### EXERCISE
Reproduce exactly, and only, the lines below from the one containing "making pubsub idempotent and other fixes" through the one containing "### Standard checks".

** Opening INFORMATION PROVIDED block **

PR #91, opened 2023-01-13
making pubsub idempotent and other fixes

jhsinger-klotho:
• Does it relate to or fix any issue? closes https://github.com/klothoplatform/klotho-pro/issues/26

Pubsub was not idempotent or able to find any modules not in the base path of klotho config. We also did not have the names lined up between what our infra launched and what code expected.

Needed to add proxy files at the end so the plugin doesnt reprocess them and see more subscribers/publishers than intended.

Need to make sure we arent overwriting our core resources.

### Standard checks

- **Backwards compatibility**: Will this break existing apps? If so, what would be the extra work required to keep them working? Well it wouldnt have worked now, so no because the naming of infra will be different

### DIFF
--- a/pkg/infra/pulumi_aws/deploylib.ts
+++ b/pkg/infra/pulumi_aws/deploylib.ts
@@ -615,12 +615,12 @@ export class CloudCCLib {
 
     createTopic(
         path: string,
-        varName: string,
+        name: string,
         event: string,
         publishers: string[],
         subscribers: string[]
     ): aws.sns.Topic {
-        let topic = `${this.name}_${varName}_${event}`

** Closing INFORMATION PROVIDED block **

### EXERCISE SOLUTION
making pubsub idempotent and other fixes

jhsinger-klotho:
• Does it relate to or fix any issue? closes https://github.com/klothoplatform/klotho-pro/issues/26

Pubsub was not idempotent or able to find any modules not in the base path of klotho config. We also did not have the names lined up between what our infra launched and what code expected.

Needed to add proxy files at the end so the plugin doesnt reprocess them and see more subscribers/publishers than intended.

Need to make sure we arent overwriting our core resources.

### Standard checks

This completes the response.